Set out exactly, line by line, the stretch of data below that begins at the line containing "a personal opinion." and ends at the line containing "Includes tests? |❌", with both ends kept.

*** Block opens ***

Issue #1058, opened 2021-01-14
change main navigation default colour.


phillipgardiner:
After team discussion its been decided to change the main navigation default colour to black. Countries will then be able to customise the colour should they wish via the Sass variables available.

The black colour to be used is: #0b0c0c

PR #1241, opened 2021-06-18
Remove Google Webfont and document how to add them

brockfanning:
Q | A
--- | ---
Feature branch/test site URL | [Link](http://uk-sdg-feature-branches.s3-website.eu-west-2.amazonaws.com/feature-site-remove-webfonts/goals/)
Related version | 1.4.0-dev
Bugfix, feature or docs? |
Keeps backward-compatibility? |❌ (breaking change will need documentation in changelog)
Includes tests? |NA
Updated docs? |✔️
Updated config forms? |NA
Added CHANGELOG entry? |❌

### DIFF
--- a/_includes/head.html
+++ b/_includes/head.html
@@ -41,7 +41,6 @@
         <link rel="stylesheet" href="//maxcdn.bootstrapcdn.com/font-awesome/4.5.0/css/font-awesome.min.css" crossorigin="">
         <link rel="stylesheet" href="https://cdn.datatables.net/fixedcolumns/3.2.3/css/fixedColumns.dataTables.min.css" crossorigin="">
         <link rel="stylesheet" href="{{ site.baseurl }}/assets/css/style.css?v={{ cache_bust }}">
-        <link href="https://fonts.googleapis.com/css?family=Open+Sans|Roboto" rel="stylesheet" crossorigin="">
         <link rel="stylesheet" href="https://unpkg.com/leaflet@1.3.4/dist/leaflet.css"
           integrity="sha512-puBpdR0798OZvTTbP4A8Ix/l+A4dHDD0DGqYW6RQ+9jxkRFclaxxQb/SJAWZfWAkuyeQUytO7+7N4QKrDh+drA=="
           crossorigin=""/>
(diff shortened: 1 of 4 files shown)


LucyGwilliamAdmin:
@brockfanning @phillipgardiner link added - main changes are that headings are bolder

phillipgardiner:
@LucyGwilliamAdmin @brockfanning Sorry can I just check, we are removing open-sans and defaulting to Helvetica then Arial? When I click inspect I still see references to open-sans - is that normal (please excuse my lack of tech knowhow!)

I think I may have spotted one things but needs double checking. I think we have lost the grey on the main navigation, the main navigation should be #595959.

@AnnCorp @LucyGwilliamAdmin @brockfanning on a personal level I'm not sure I like the change. I can't put my finger on it though. The writing seems more blurry, I think this could be due to the new fonts being naturally smaller (e.g. both 16px but one naturally smaller) and less spaced. Like I say though more a personal opinion.

LucyGwilliamAdmin:
What if we change font weight to 400 - it then looks very similar to what we currently have:
image

phillipgardiner:
@LucyGwilliamAdmin that does look better to me, is there anyway of updating the link to show that as I'm struggling to amke that change my end to view it in aciton.

LucyGwilliamAdmin:
@phillipgardiner here you go - with 400: http://uk-sdg-feature-branches.s3-website.eu-west-2.amazonaws.com/feature-site-remove-webfonts-400/

phillipgardiner:
@brockfanning @LucyGwilliamAdmin Ignore my comment above about the colour of the main navigation. I was having a moment! We changed it to black (https://github.com/open-sdg/open-sdg/issues/1058). 

I think looks better with that weight of 400 :)

brockfanning:
@phillipgardiner Regarding the "Open Sans" still being there - I did leave that on purpose, to make it easier for people to continue using it. If it's missing, browsers will fallback to the next one in line: Helvetica. By leaving it in, if a country wants to continue using it, they just need to change one thing (adding the call to Google Webfonts).

Also just wanted to reference the issue I made to discuss this change, in general (and give folks a chance to raise objections): https://github.com/open-sdg/open-sdg/issues/1243

Let me also call attention to the note in that issue about the possibility of self-hosting the Open Sans font, which may be an alternative to dropping it.

Finally a UK-specific note on the subject of fonts - in the cookies PR I'm trying out the GDS Transport font, in case you're curious what that looks like.

PR #1253, opened 2021-06-25
Add language-specific classes to the language-toggle options

brockfanning:
Q | A
--- | ---
Feature branch/test site URL | [Link](https://lucygwilliamadmin.github.io/sandpit-site/)
Fixed issues | NA
Related version | 1.5.0-dev
Includes tests? |❌
Updated docs? |❌
Updated config forms? |NA
Added CHANGELOG entry? |❌

This adds classes to the options in the language toggle according to the class, eg `language-option-es` for Spanish. This can be useful if a language needs to use a particular font.


LucyGwilliamAdmin:
@brockfanning what's the best way to test this?

brockfanning:
@LucyGwilliamAdmin I guess the only way to test it would be to try it out and then inspect the markup of the language toggle options. If it's working, each toggle option should get a class of "language-option-[language]" according to which language it is.

LucyGwilliamAdmin (approved):
Looks good!

PR #861, opened 2023-11-15
Fix Docs Search

michaeljpeters:
Search was hanging indefinitely because of a sphinx_rtd_theme configuration problem.

Related issue: https://github.com/readthedocs/sphinx_rtd_theme/issues/1452

Example failing:
image


flexatone:
Many thanks for this improvement!

PR #867, opened 2023-11-27
Support callables in `TypeClinic`

flexatone:


flexatone:
This is difficult as we have to compare hint to thints.

PR #882, opened 2024-01-04
Add `BinaryIO` typing support to `Frame.to_npz`

michaeljpeters:
`Frame.to_npz` and `Frame.from_npz` support BinaryIO objects, however its type hint had implied that it only supported Paths.

This change adds typing support (and a test) for BinaryIO objects.

REPL Example of existing functionality:

```
>>> from tempfile import TemporaryFile
>>> f1 = sf.Frame.from_dict_records([{2: 4}, {2: 8}])
>>> with TemporaryFile() as tf:
...     f1.to_npz(tf)
...     f2 = sf.Frame.from_npz(tf)
>>> f1
<Frame>
<Index> 2       <int64>
<Index>
0       4
1       8
<int64> <int64>
>>> f2
<Frame>
<Index> 2       <int64>
<Index>
0       4
1       8
<int64> <int64>
```

### DIFF
--- a/static_frame/test/unit/test_frame.py
+++ b/static_frame/test/unit/test_frame.py
@@ -18,8 +18,8 @@ from hashlib import sha256
 from io import StringIO
 from itertools import chain
 from itertools import repeat
-from tempfile import TemporaryFile
 from tempfile import TemporaryDirectory
+from tempfile import TemporaryFile
 
 import frame_fixtures as ff
 import numpy as np
--- a/static_frame/test/unit/test_frame.py
+++ b/static_frame/test/unit/test_frame.py
@@ -18,10 +18,12 @@ from hashlib import sha256
 from io import StringIO
 from itertools import chain
 from itertools import repeat
+from tempfile import TemporaryFile
 from tempfile import TemporaryDirectory
 
 import frame_fixtures as ff
 import numpy as np
+import pytest
 import typing_extensions as tp
 
 import static_frame as sf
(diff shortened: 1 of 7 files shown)


static_frame/test/unit/test_frame.py
```diff
@@ -10438,32 +10440,33 @@ def test_frame_to_npz_a(self) -> None:
...
+    @pytest.mark.skip("failing due to index name mismatch")
     def test_frame_to_npz_d(self) -> None:
         f1 = ff.parse('s(10,100)|v(int,str,bool,bool,float,float)').rename(
                 'foo', index='bar', columns='baz')
 
         with temp_file('.npz') as fp:
             f1.to_npz(fp)
             f2 = Frame.from_npz(fp)
-            f1.equals(f2, compare_dtype=True, compare_class=True, compare_name=True)
+            self.assertTrue(f1.equals(f2, compare_dtype=True, compare_class=True, compare_name=True))
```
michaeljpeters, line 10469: Looks like these tests were missing an `assert`. This test started failing due to a mismatch in index name. Just marked as skipped since I think this is out of scope.

NOTE: it looks like there are other places in this file that are missing `assertTrue`, at least in the to_npy tests.

flexatone: Thanks for isolating this!

flexatone:
Thanks for this PR. I just stumbled on this same shortcoming the other day. Can you see if you can fix the test `test_bus_npz_b` that is failing?

michaeljpeters:
Looks like the test was failing since I was using `isinstance` with `tp.IO` instead of `io.IOBase`.

flexatone (approved):
Many thanks for these excellent improvements.

PR #883, opened 2024-01-06
Alias ContainerBase at root level

ForeverWintr:
I think it's useful to export `ContainerBase`, so that users can do high level checks to see if an object is a static_frame container (i.e., `if isinstance(thing, sf.ContainerBase)`). 

Any objections to doing so?


flexatone:
Thanks for this PR; no objections, moving this into the public namespace is fine.

flexatone (approved):
Thanks for this contribution!

PR #887, opened 2024-01-19
`Bus.max_persist > 1` issue

flexatone:


static_frame/core/bus.py
```diff
@@ -739,135 +739,142 @@ def rehierarch(self,
...
+                    for label in target_labels[target_loaded]: # update LRU position
+                        self._last_accessed[label] = self._last_accessed.pop(label, None)
+                    labels_to_read = target_labels[~target_loaded]
+                else: # no targets are loaded
+                    labels_to_read = target_labels
+
+            else: # loaded_needed > max_persist:
+                # Need to load more than max_persist, so limit to last max_persist-length components. All other Frame, if loaded, will be deleted
+                # assert max_persist < len(target_labels)
+                target_labels = target_labels[-max_persist:] # type: ignore # pylint: disable=E1130
```
chaburkland, line 818: I think this is the optimization, right? If max_persist is shorter than the number of items needed, there's no reason to load the initial frames, since they will immediately be dropped

chaburkland (approved):
These are great improvements!

static_frame/core/bus.py
flexatone: Yes, and an important one. Previously, if the selection range was greater than `max_persist`, we would have uselessly loaded and then dropped (potentially many) `Frame`!

PR #921, opened 2024-03-29
More flexible `Yarn` indicies

flexatone:


flexatone:
One of the issues here is that the stored `IndexHierarchy` is retained and used by the Yarn to lookup values in each `Bus`; i.e., it permits selecting the `Bus` a `Frame` might reside. If three `Bus` are provided and they all have the same outer label, this will not work. One option is to store a different `IndexHierarchy` that uses `iloc` positions at all levels; this will free up the "public" index from these restrictions.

*** Block closes ***

- **Answer section**
@AnnCorp @LucyGwilliamAdmin @brockfanning on a personal level I'm not sure I like the change. I can't put my finger on it though. The writing seems more blurry, I think this could be due to the new fonts being naturally smaller (e.g. both 16px but one naturally smaller) and less spaced. Like I say though more a personal opinion.

LucyGwilliamAdmin:
What if we change font weight to 400 - it then looks very similar to what we currently have:
image

phillipgardiner:
@LucyGwilliamAdmin that does look better to me, is there anyway of updating the link to show that as I'm struggling to amke that change my end to view it in aciton.

LucyGwilliamAdmin:
@phillipgardiner here you go - with 400: http://uk-sdg-feature-branches.s3-website.eu-west-2.amazonaws.com/feature-site-remove-webfonts-400/

phillipgardiner:
@brockfanning @LucyGwilliamAdmin Ignore my comment above about the colour of the main navigation. I was having a moment! We changed it to black (https://github.com/open-sdg/open-sdg/issues/1058). 

I think looks better with that weight of 400 :)

brockfanning:
@phillipgardiner Regarding the "Open Sans" still being there - I did leave that on purpose, to make it easier for people to continue using it. If it's missing, browsers will fallback to the next one in line: Helvetica. By leaving it in, if a country wants to continue using it, they just need to change one thing (adding the call to Google Webfonts).

Also just wanted to reference the issue I made to discuss this change, in general (and give folks a chance to raise objections): https://github.com/open-sdg/open-sdg/issues/1243

Let me also call attention to the note in that issue about the possibility of self-hosting the Open Sans font, which may be an alternative to dropping it.

Finally a UK-specific note on the subject of fonts - in the cookies PR I'm trying out the GDS Transport font, in case you're curious what that looks like.

PR #1253, opened 2021-06-25
Add language-specific classes to the language-toggle options

brockfanning:
Q | A
--- | ---
Feature branch/test site URL | [Link](https://lucygwilliamadmin.github.io/sandpit-site/)
Fixed issues | NA
Related version | 1.5.0-dev
Includes tests? |❌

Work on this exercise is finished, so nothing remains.